I lost my mother to cancer when I was 19.  Obviously, ‘hard’ is an understatement. The thought of not being able to see, talk, cry or hug her made me almost lose my sanity.  But, the most difficult part of that moment in the history of my life was the threat of not having enough to sustain my needs and the needs of my four other siblings younger than me.  We were not prepared at all. The paramount lesson I learned from her untimely death of age 43 is to be always ready. Yes. No sugarcoating – be READY.

I was in my third year as a nursing student when it happened.  My sister next to me had just graduated high school, then one a freshman high school and our youngest ages eight and seven.  Yes, we were five in the family. My father back then when it happened just left the Philippines to work as an OFW without assurance of a job.  He had to return home shortly after the news of my mother’s demise, leaving him jobless. My parents didn’t have any savings, investments or business.  I was blessed to be sponsored a nursing education by my uncle at that time. However, I thought, how was I to ensure my sibling’s needs are met? There were so many plot twists to that story right there, but I’m pretty sure, you get the picture more or less.  Our family was not just prepared at all.

In hindsight, what could have economically prepared our family from a loss of a parent were one, an emergency buffer fund.  An emergency fund is money amounting to 3 months’ worth of your monthly expense if you’re employed, or 6 months’ worth if you are a business owner.  Three to six months, on average, would have been the time where a person can apply and be hired for a job. An emergency fund would have been activated or used as soon as the realization of a loss of income occurred.

Another, is income protection through a life insurance policy.  In financial planning, we call it risk management.
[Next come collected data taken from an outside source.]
PR #765, opened 2023-11-30
DMP-1635 added validation on creating users with same email 

tonymort:
Added validation on creating users with same email address that takes into account existing user state

```
[ ] Yes
[x] No
```

### DIFF
--- a/src/main/java/uk/gov/hmcts/darts/usermanagement/service/impl/UserManagementServiceImpl.java
+++ b/src/main/java/uk/gov/hmcts/darts/usermanagement/service/impl/UserManagementServiceImpl.java
@@ -1,16 +1,16 @@
 package uk.gov.hmcts.darts.usermanagement.service.impl;
 
+import jakarta.transaction.Transactional;
 import lombok.RequiredArgsConstructor;
 import org.apache.commons.lang3.BooleanUtils;
 import org.springframework.stereotype.Service;
 import uk.gov.hmcts.darts.authorisation.api.AuthorisationApi;
 import uk.gov.hmcts.darts.common.entity.SecurityGroupEntity;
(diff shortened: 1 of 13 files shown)


src/main/java/uk/gov/hmcts/darts/usermanagement/service/impl/UserManagementServiceImpl.java
```diff
@@ -36,9 +37,14 @@ public class UserManagementServiceImpl implements UserManagementService {
     private final SecurityGroupRepository securityGroupRepository;
     private final AuthorisationApi authorisationApi;
     private final UserSearchQuery userSearchQuery;
+    private final List<UserCreationValidation> userCreationValidations;
+    private final List<UserModifyValidation> userModifyValidations;
```
chrisbellingham-hmcts, line 41: On reflection, I'm wondering about the flexibility of this approach. E.g. how easy would it be to add a second `UserCreationValidation` validator that accepted a different type? One example might be that we wish to validate a header passed into the `createUser` method, or something else that's not part of the `User` object.

Also in some cases it might make sense to perform validations in a specific known order, and the `List` injection makes it a little unclear in which order the validations would happen.

I do like the idea of having the validators separate as it makes them easier to unit test. One approach that would maximise flexibility and I think readability at the cost of a little more code would be to define a generic interface such as:
```java
public interface Validator<T> {
    void validate(T validatable);
}
```

And then create your impls as needed, e.g:

```java
public class DuplicateEmailValidation implements Validator<User> {
   @Override
    public void validate(User user) {
       ....    
   }
}
```

And then inject each impl into the service class here (rather than using the lists):
```
private final DuplicateEmailValidation duplicateEmailValidation;
```
And call the `.validate()` method(s) where needed.

What do you think, or are there other benefits to the List approach?

PR #785, opened 2023-12-06
DMP-1666-Fix-HearingEvents

karen-hedges:

https://tools.hmcts.net/jira/browse/DMP-1666

### Change description ###

Fixed hearing events

```
[ ] Yes
[x ] No
```

### DIFF
--- a/src/main/java/uk/gov/hmcts/darts/audio/service/impl/ViqHeaderServiceImpl.java
+++ b/src/main/java/uk/gov/hmcts/darts/audio/service/impl/ViqHeaderServiceImpl.java
@@ -17,6 +17,7 @@ import uk.gov.hmcts.darts.audio.util.XmlUtil;
 import uk.gov.hmcts.darts.common.entity.EventEntity;
 import uk.gov.hmcts.darts.common.entity.HearingEntity;
 import uk.gov.hmcts.darts.common.exception.DartsApiException;
+import uk.gov.hmcts.darts.common.repository.EventRepository;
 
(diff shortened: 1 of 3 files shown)


src/main/java/uk/gov/hmcts/darts/audio/service/impl/ViqHeaderServiceImpl.java
```diff
@@ -163,8 +166,8 @@ private List<EventEntity> getHearingEventsByStartAndEndTime(
         HearingEntity hearingEntity,
         ZonedDateTime startTime,
         ZonedDateTime endTime) {
-
-        return hearingEntity.getEventList().stream()
+        List<EventEntity> hearingEvents = eventRepository.findAllByHearingId(hearingEntity.getId());
```
richardbull, line 169: What needs to happen to the `HearingEntity#eventList` that's marked Deprecated? I notice @cmagowan-hmcts also left a comment on the ticket about it.  I'd expect that the JoinTable definition on the parent Hearing side to work ok if the service using the hearingEntity was marked Transactional scope - but tricky to follow through the layers. I guess the other workaround here is to find the Hearing by PK and then navigate to events. Probably best to check with the 2 Chris's... FYI @chrisbellingham-hmcts

cmagowan-hmcts: looks like the HearingEntity#eventList is being used by the advanced search, so might be tricky to remove.

PR #787, opened 2023-12-06
Test enhancements

mestebanez:

no jira for this as of yet

### Change description ###

Some enhancements to tests:-

* eliminate the order annotation. We should not be order dependant. This creates brittle tests
* lets use an asynchronous test utility rather than Thread.sleep for the following reasons:-

1) Thread.sleep time is not guaranteed as threads can be interrupted. This can create less reliable tests. 
2) Thread.sleep will always wait for the maximum wait time. By polling for a known state we can potentially wait for less time than we need too.
3) An async test framework will make assertions failures more clear when they do happen

```
[ ] Yes
[x] No
```


src/integrationTest/java/uk/gov/hmcts/darts/testutils/stubs/wiremock/DartsGatewayStub.java
```diff
@@ -28,10 +29,11 @@ public void verifyDoesntReceiveDarEvent() {
 
     public void verifyReceivedNotificationType(int type) {
         var notificationType = "\"notification_type\":\"" + type + "\"";
-        wait(1000);
-        verify(exactly(1), postRequestedFor(urlEqualTo(DAR_NOTIFY_PATH))
-            .withRequestBody(containing(notificationType)));
-
+        waitForMax10SecondsWithOneSecondPoll(() -> {
```
richardbull, line 32: Do we need this in the method above also? - verifyDoesntReceiveDarEvent

src/main/java/uk/gov/hmcts/darts/common/config/security/SecurityConfig.java
```diff
@@ -51,7 +50,6 @@ public class SecurityConfig {
     private final InternalAuthProviderConfigurationProperties internalAuthProviderConfigurationProperties;
 
     @Bean
-    @Order(1)
```
richardbull, line 54: This is a different annotation than the others removed - `org.junit.jupiter.api.Order`
Comment for awareness - hopefully it's ok to be removed

richardbull (approved):

davet1985 (approved):

src/integrationTest/java/uk/gov/hmcts/darts/testutils/stubs/wiremock/DartsGatewayStub.java
mestebanez: Kind of impossible i guess. How do we know when something is never going to happen. Only way is to wait the longest time and then check

src/integrationTest/java/uk/gov/hmcts/darts/testutils/AwaitabilityUtil.java
```diff
@@ -0,0 +1,29 @@
...
+import static org.awaitility.Awaitility.await;
+
+public final class AwaitabilityUtil {
+
+    private AwaitabilityUtil() {
+
+    }
+
+    public static void waitForMax10SecondsWithOneSecondPoll(Callable<Boolean> callable) {
+        await().atMost(Duration.of(10, ChronoUnit.SECONDS))
```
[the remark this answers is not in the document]
mestebanez: Done

src/main/java/uk/gov/hmcts/darts/common/config/security/SecurityConfig.java
mestebanez: Good point but I don't believe this will have a negative impact. We need a very good reason to order. We should heavily document any ordering that is required.

PR #789, opened 2023-12-06
Dmp 652 unstructured to arm push

garethmorriscgi:
https://tools.hmcts.net/jira/browse/DMP-652) 

### Change description ###
Automated job to move files from unstructured storage to ARM storage. 

```
[ ] Yes
[x] No
```


src/main/java/uk/gov/hmcts/darts/arm/service/impl/UnstructuredToArmProcessorImpl.java
```diff
@@ -0,0 +1,194 @@
...
+        }
+        if (externalObjectDirectoryEntity.getAnnotationDocumentEntity() != null) {
+            documentId = externalObjectDirectoryEntity.getAnnotationDocumentEntity().getId();
+        }
+
+        return String.format("%s_%s_%s", entityId, documentId, transferAttempts);
+    }
+
+    private void updateTransferAttempts(ExternalObjectDirectoryEntity externalObjectDirectoryEntity) {
+        int currentNumberOfAttempts = externalObjectDirectoryEntity.getTransferAttempts();
```
karen-hedges, line 191: Looking at staging this value seems to be set as null in some cases. Might be worth a null check

src/main/java/uk/gov/hmcts/darts/arm/service/impl/UnstructuredToArmProcessorImpl.java
```diff
@@ -0,0 +1,194 @@
...
+
+    @Override
+    @Transactional
+    public void processUnstructuredToArm() {
+        processPendingUnstructured();
+    }
+
+    private void processPendingUnstructured() {
+
+        ObjectDirectoryStatusEntity storedStatus = objectDirectoryStatusRepository.getReferenceById(
```
karen-hedges, line 59: These are constants so would it make sense to initialise these in the constructor so there are less database calls made?

src/main/java/uk/gov/hmcts/darts/arm/service/impl/UnstructuredToArmProcessorImpl.java
```diff
@@ -0,0 +1,206 @@
...
+    }
+
+    private void saveToArm(ExternalObjectDirectoryEntity unstructuredExternalObjectDirectoryEntity,
+                           ExternalObjectDirectoryEntity armExternalObjectDirectoryEntity) {
+        try {
+            String filename = generateFilename(armExternalObjectDirectoryEntity);
+            BinaryData inboundFile = dataManagementApi
+                .getBlobDataFromUnstructuredContainer(unstructuredExternalObjectDirectoryEntity.getExternalLocation());
+
+            armDataManagementApi.saveBlobDataToArm(filename, inboundFile);
```
chrisbellingham-hmcts, line 135: Is this just copying from one Blob container to another, by downloading and then uploading?

Would the following be more appropriate: https://learn.microsoft.com/en-us/azure/storage/blobs/storage-blob-copy-java. From a quick reading it looks like it does the copy server-side which would be a more robust and performant approach?

If that's not appropriate, can you consider using the `blobClient` methods that use streams per https://tools.hmcts.net/confluence/pages/viewpage.action?pageId=1694706043#BestPractices(Backend)-2.1Favourjava.ioStreamsOverLoadingLargeDataintoMemory?

This will help avoid reading the full binary data into memory, which might be considerable given the size of an audio file.

hemantasharma1129:
Functional Tests are required to prove the saving into the Blob storage with a directory structure is working.

src/main/java/uk/gov/hmcts/darts/arm/service/impl/UnstructuredToArmProcessorImpl.java
karen-hedges: Its copying from our storage container to an arm storage container. I am in the process of trying to write a functional test for it to see if this does work. This functionality is going to be changed as it needs to use a different way of connecting so it might be best that the optimisation is moved to the ticket when its reworked so that other tickets dependent on this at the very minimum is working. We might have to do something like this: https://stackoverflow.com/questions/61117069/how-to-move-azure-blob-from-one-storage-container-to-another-using-java-rest?

PR #809, opened 2023-12-11
DMP-1346: replace `repository.findById` with `repository.getReferenceById`

mario-paniccia:
Note:

I've analyzed all the production code usages of `findById`.
Apart from one case, I believe all the current usages are legit and should not be replaced by `getReferenceById`. This is because:

- in most of the cases the (non-ID) entity fields are accessed with setters/getters, which would trigger a SQL operation anyway
- in a couple of cases replacing would break the API contract by changing the error currently returned in case the entity does not exist, which should be avoided


jackmaloney (approved):

jackmaloney:
Merged with https://github.com/hmcts/darts-api/pull/832

PR #823, opened 2023-12-13
DMP-1658: Apply authorisation to admin endpoints

chrisbellingham-hmcts:
# [DMP-1658](https://tools.hmcts.net/jira/browse/DMP-1658)

Restrict admin endpoints to users with the `ADMIN` role and update integration tests.

Assign the `darts_global_test_user` the `ADMIN` role to facilitate functional tests.

```
[ ] Yes
[x] No
```

### DIFF
--- a/src/integrationTest/java/uk/gov/hmcts/darts/testutils/stubs/UserAccountStub.java
+++ b/src/integrationTest/java/uk/gov/hmcts/darts/testutils/stubs/UserAccountStub.java
@@ -6,9 +6,11 @@ import org.springframework.transaction.annotation.Transactional;
 import uk.gov.hmcts.darts.common.entity.CourthouseEntity;
 import uk.gov.hmcts.darts.common.entity.SecurityGroupEntity;
 import uk.gov.hmcts.darts.common.entity.UserAccountEntity;
+import uk.gov.hmcts.darts.common.enums.SecurityRoleEnum;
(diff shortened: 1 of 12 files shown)


src/integrationTest/java/uk/gov/hmcts/darts/testutils/stubs/UserAccountStub.java
```diff
@@ -186,4 +188,14 @@ public UserAccountEntity createExternalUser(String guid, SecurityGroupEntity sec
         return testUser;
     }
 
+    public UserAccountEntity createAdminUser() {
+        var adminGroup = securityGroupRepository.findByGroupName(SecurityRoleEnum.ADMIN.name())
```
richardbull, line 192: This looks to me like it should be changed to be something like `findBySecurityGroupRole`? We use the security role enum id as it is a standing data table - security_role(rol_id). Since it's a test and we know that we have  a security_group with group_name = ADMIN - I guess it could just be a String constant here?

chrisbellingham-hmcts: Good spot, yeah I think `"ADMIN"` as a string literal is a reasonable approach here. If for some reason that name is changed, the associated tests will fail and should be quite obvious as to why.

richardbull (approved):

PR #824, opened 2023-12-13
dmp 1599 fixed type

chrisdavecm:

dmp-1599 bug fix

### Change description ###
Fix bug

```
[ ] Yes
[x] No
```


src/main/java/uk/gov/hmcts/darts/common/entity/HearingReportingRestrictionsEntity.java
```diff
@@ -56,7 +58,7 @@ public class HearingReportingRestrictionsEntity {
     OffsetDateTime eventDateTime;
 
     @Column(name = "case_number")
-    String caseNumber;
+    private List<String> caseIdList = new ArrayList<>();
```
cmagowan-hmcts, line 61: this should be called caseNumberList so as not to be confused with caseIds which are different

cmagowan-hmcts (approved):

PR #868, opened 2023-12-22
DMP-1853: 

mario-paniccia:
Notes:
the ticket requests using a sas token, but the `BlobServiceClientBuilder` requires also an endpoint when the connection string is not provided (see the builder javadoc). Therefore I've used the sas endpoint, which contains both the endpoint and the sas token.

I've created a vault secret on staging for the sas endpoint: [ARMSasEndpoint](https://portal.azure.com/#@HMCTS.NET/asset/Microsoft_Azure_KeyVault/Secret/https://darts-stg.vault.azure.net/secrets/ARMSasEndpoint/6c3a45c092c441079af63ea234d8d77e), but I wasn't sure whether the secret needs to be configured on other environments too


mario-paniccia:
Closing the PR as there's a functional test failing, I will investigate once back from holidays

PR #1809, opened 2024-08-05
 DMP-3535 set retention confidence attributes on case and case retent…

mario-paniccia:
…ion on case closure

https://tools.hmcts.net/jira/browse/DMP-3535

```
[ ] Yes
[ x] No
```

### DIFF
--- a/src/main/java/uk/gov/hmcts/darts/retention/enums/RetentionConfidenceScoreEnumConverter.java
+++ b/src/main/java/uk/gov/hmcts/darts/retention/enums/RetentionConfidenceScoreEnumConverter.java
@@ -1,0 +1,30 @@
+package uk.gov.hmcts.darts.retention.enums;
+
+import jakarta.persistence.AttributeConverter;
+import jakarta.persistence.Converter;
+
+import java.util.stream.Stream;
+
+@Converter(autoApply = true)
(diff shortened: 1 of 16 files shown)


src/main/java/uk/gov/hmcts/darts/retention/enums/RetentionConfidenceScoreEnumConverter.java
```diff
@@ -0,0 +1,30 @@
...
+
+import java.util.stream.Stream;
+
+@Converter(autoApply = true)
+public class RetentionConfidenceScoreEnumConverter implements AttributeConverter<RetentionConfidenceScoreEnum, Integer> {
+
+    @Override
+    public Integer convertToDatabaseColumn(RetentionConfidenceScoreEnum retentionConfidenceScoreEnum) {
+        if (retentionConfidenceScoreEnum == null) {
+            return null;
```
karen-hedges, line 14: Instead of returning null, would it make sense to use 0 as NOT_SET for instance?

mario-paniccia: I don't think setting 0 for absence of value is correct. absence of value should be represented with a `null`

chrisbellingham-hmcts (approved):

PR #1811, opened 2024-08-06
DMP-2839 Write to log - Track ARM Push-Pull flow

karen-hedges:

https://tools.hmcts.net/jira/browse/DMP-2839

### Change description ###

Added logging to when ARM push and pull is successful or when it fails

```
[ ] Yes
[x ] No
```


cmagowan-hmcts (approved):

src/main/java/uk/gov/hmcts/darts/arm/service/impl/AbstractUnstructuredToArmProcessor.java
```diff
@@ -135,6 +148,9 @@ protected void updateTransferAttempts(ExternalObjectDirectoryEntity externalObje
             externalObjectDirectoryEntity.getId()
         );
         externalObjectDirectoryEntity.setTransferAttempts(currentNumberOfAttempts + 1);
+        if (currentNumberOfAttempts >= armDataManagementConfiguration.getMaxRetryAttempts()) {
+            logApi.armPushFailed(externalObjectDirectoryEntity.getId());
+        }
```
chrisbellingham-hmcts, line 153: Wondering if using `currentNumberOfAttempts` in the conditional here is a bit misleading, because at this point the actual "number of attempts" is actually `currentNumberOfAttempts + 1`.

Would it be clearer to pre-increment in L150, and then use the updated value (and tweak the logic) in the check in L151? Something like:

```java
        externalObjectDirectoryEntity.setTransferAttempts(++currentNumberOfAttempts);
        if (currentNumberOfAttempts > armDataManagementConfiguration.getMaxRetryAttempts()) {
            logApi.armPushFailed(externalObjectDirectoryEntity.getId());
        }
```

PR #1812, opened 2024-08-06
DMP-3748 Populate empty fields in audio file download ReadMe file

mario-paniccia:
https://tools.hmcts.net/jira/browse/DMP-3748

### Change description ###
PR includes some cleanup

```
[ ] Yes
[x ] No
```


src/main/java/uk/gov/hmcts/darts/audio/service/impl/AudioTransformationServiceImpl.java
```diff
@@ -95,32 +79,6 @@ public List<MediaEntity> getMediaMetadata(Integer hearingId) {
             .toList();
     }
 
-    @Override
-    public Optional<UUID> getMediaLocation(MediaEntity media, Integer containerLocationId) {
```
mario-paniccia, line 99: author note:
this method was used in the past by this class but now is no longer used (only by tests). So I've removed it

PR #1825, opened 2024-08-08
Dmp 3602 adjust refresh and lifetime periods of jwks

mestebanez:

https://tools.hmcts.net/jira/browse/DMP-3602

### Change description ###

This ticket performs the following:-

* Introduce the concept of a refresh period for jwks keys together with associated tests that prove the refresh is happening
* Add 4 new vault keys to store the associated jwks refresh values
* Add tests to accurately test the token validation. In this way we ensure we fully validate the security layer

As part of the above tasks I have added support so that we :-

* Allow the Spring security layer to be tested end to end using a Spring profile - In an ideal world all tests would use this same mechanism in order to accurately test the darts logic end to end rather than using mocks
* Have the abiliy to generate a genuine RSA signed token that we can feed into the Darts api, together with the associated JWKS keys in order to successfully validate the token
* Allow Wiremock stubs to simulate the Idp calls

NOTE: There would seem to be  a bug in the Spring token validation layer, whereby we do not authorise audience claims. The code to fix this is currently commented out as I believe it would break the functional tests. This needs some discussion.

```
[ ] Yes
[ x] No
```


src/main/java/uk/gov/hmcts/darts/authentication/component/impl/TokenValidatorImpl.java
```diff
@@ -59,11 +59,15 @@ public JwtValidationResult validate(String accessToken, AuthProviderConfiguratio
...
+            log.error("JWT Token Validation failed", e);
             return new JwtValidationResult(false, e.getMessage());
         }
 
         return new JwtValidationResult(true, null);
     }
 
-}
+    protected boolean shouldIgnoreValidationException(Exception e) {
+        return false;
```
hemantasharma1129, line 70: Why its hardcoded to FALSE?

mestebanez:
This has been tagged under https://tools.hmcts.net/jira/browse/DMP-3888. A followup ticket https://tools.hmcts.net/jira/browse/DMP-3888 has been created.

We don’t really have to believe in life insurance (because it’s no religion).  It is passing the risk of losing income from your shoulders to a company or organization who can afford it. It’s that simple. A mere P400.00 monthly premium back in 2004 would have given us, the beneficiaries a P100,000.00 to P200,000.00.  Yes, it’s cheaper than you thought. Most of us think that a P1M insurance benefit costs P1M. No it doesn’t. The benefit claim of p100,000.00 could have gone a long long way for us. It could have been our six months’ worth of electricity or water bill, food, groceries, or tuition fees.  

Most families suffer the loss of their loved one, not only physically, most importantly economically.  This sounds way too familiar, especially for Filipino families. We cry in anguish at the grave of our breadwinners, not only because we can’t be with them anymore, but of the loss of their economical value to the family.  To make matters worse, most families bury themselves in a pile of debt just to keep treatments for a terminally ill breadwinner. Leaving the financial burden- so called debt- to the family who continues to need financial support and sustenance.  

Truly, the cost of losing my mother was way too much for us.  We needed to go through the ordeal without her and without money in our pockets.  Luckily, with the wisdom God has given me as a financial planner, my family doesn’t have to go through that predicament anymore.  Your family doesn’t have to go through that too.  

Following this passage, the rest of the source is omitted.